Jacqueline déplorait son rêve : c’était sa belle aventure qui s’envolait sous les traits de Hans. Finies, les promenades sentimentales ; finis, les entretiens où cette intelligence illustre s’efforçait de briller pour lui plaire. Demain, ce serait l’existence ancienne : la boutique, les clientes revêches, les relations sans gloire et sans attrait. Ce doux songe de deux mois recommencerait-il, l’été prochain ? Qui sait ? Cela ne serait plus cela. Elle aurait peut-être changé ou trouverait Hans différent. En tout cas, ils se reverraient sans surprise et le charme de l’inconnu serait rompu : les deux mois qu’ils venaient de savourer ne reviendraient plus… Leur bonheur aurait vieilli.

Sur les quais de la gare, tandis que René s’éloignait pour rendre aux voyageurs les multiples services relatifs au départ, Jacqueline se rapprocha d’Hermann — obéissant au sentiment de regret cuisant qui lui faisait craindre un douloureux tête-à-tête avec Hans.

Fischer jasait gaiement, enchanté à l’idée de regagner ses pénates ; Jacqueline entendait confusément cette voix sonore qu’elle n’écoutait point.

Devant eux, à quelques pas, marchaient Schwartzmann et Caroline.

Tous deux de haute taille, avec les mêmes épaules larges, la même démarche lourdement cadencée, l’Allemand et l’Allemande s’appariaient si parfaitement, que l’harmonie qui se dégageait de cette ressemblance physique parait leurs silhouettes assorties d’une beauté de race qui leur eût manqué, vues séparément.

Hermann les contemplait orgueilleusement ; puis il reportait ses regards sur Jacqueline et semblait évaluer la faiblesse de sa grâce affinée, de sa musculature délicate et de ses poignets frêles.

Désignant sa sœur et son ami, Fischer dit soudain : Ils formeront un beau couple, n’est-ce pas ?

Jacqueline dévisagea Hermann qui souriait bonassement. Elle questionna brièvement : Fiancés ?

— Oui. Ils reviendront à Paris en voyage de noces…

Tandis qu’Hermann, ému à l’évocation de cet avenir, promenait des prunelles d’extase sur le décor enfumé de la gare bruyante, Jacqueline, le plantant là, brusquement, alla saisir Schwartzmann par le bras et l’entraîna à l’écart.

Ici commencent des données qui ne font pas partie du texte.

PR #1634, opened 2024-02-06
feat(HMS-3553) V2Wizard: fix source name at review step when target is AWS

mgold1234:
this commit fix source name and shared to account at review step, when user choose to use an account configured from Sources.

### DIFF
--- a/src/Components/CreateImageWizardV2/steps/Review/ReviewStepTextLists.tsx
+++ b/src/Components/CreateImageWizardV2/steps/Review/ReviewStepTextLists.tsx
@@ -18,7 +18,6 @@ import { ExclamationTriangleIcon, HelpIcon } from '@patternfly/react-icons';
 import { useChrome } from '@redhat-cloud-services/frontend-components/useChrome';
 
 import ActivationKeyInformation from './../Registration/ActivationKeyInformation';
-import { AwsAccountId } from './../TargetEnvironment/Aws/AwsAccountId';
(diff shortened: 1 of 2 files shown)


src/Components/CreateImageWizardV2/steps/Review/ReviewStepTextLists.tsx
```diff
@@ -107,15 +108,21 @@ export const FSCList = () => {
...
-  const awsSources = extractProvisioningList(rawAWSSources);
-  const { isBeta } = useGetEnvironment();
+  const { data } = useGetSourceUploadInfoQuery(
+    {
+      id: parseInt(source?.id as string),
+    },
+    { skip: source === undefined }
+  );
 
+  const getAccountId = data?.aws?.account_id;
```
lucasgarfield, line 125: This is all a bit confusing, and it is entirely my fault. :sweat_smile: 

First, a quick side note... I don't like this variable name. When I see the `get` prefix, I assume this is a getter function... but it is actually a string, not a function.

But the more confusing thing here is that we can't just use the value of `awsAccountId` because in the case that we're using a source, its value is `''`. 

I think that is what we should actually fix.

Would you mind updating this so that on the AWS step we set the value of `awsAccountId` when we are using sources? Then we won't need to call the `useGetSourceUploadInfoQuery` hook at all, we can just use `awsAccountId` for both cases.

lucasgarfield (changes requested):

— Qu’est-ce que me raconte M. Fischer ?… Vous épousez sa sœur ?… Et alors, moi !

La jeune fille avait articulé ces mots d’une voix sifflante que Hans ne lui connaissait pas ; ses yeux luisaient de fièvre ; elle avait pâli, et ses mains frémissaient nerveusement.

Schwartzmann marmonna de vagues grognements à l’adresse de Fischer. Mais l’écrivain était un homme de sang-froid ; il ne broncha point à cette attaque imprévue ; jetant un coup d’œil rapide vers Hermann et Caroline qui se rejoignaient à quelques pas, il emmena Jacqueline d’un autre côté ; puis, lorsqu’il fut certain de n’être environné que de figures inconnues, il commença doucement :

— Chère Jacqueline, avant de vous rencontrer, je n’avais que l’amour de mon art ; et le souci de ma carrière ne m’avait pas laissé le loisir de m’occuper des femmes. Mon ami Fischer souhaitait instamment de me marier avec Caroline, quoique sa fortune lui permît de prétendre à un meilleur parti… Mais, dans notre pays, on ne songe pas à faire des mariages d’argent, comme c’est la coutume en France… Je me suis fiancé, pour être agréable à Fischer ; parce qu’il était temps de me créer un foyer et qu’aucune femme ne m’avait encore subjugué. Aujourd’hui, je vous aime… au point de manquer à ma parole envers Mlle Fischer. Je m’expliquerai avec Hermann… je me dégagerai…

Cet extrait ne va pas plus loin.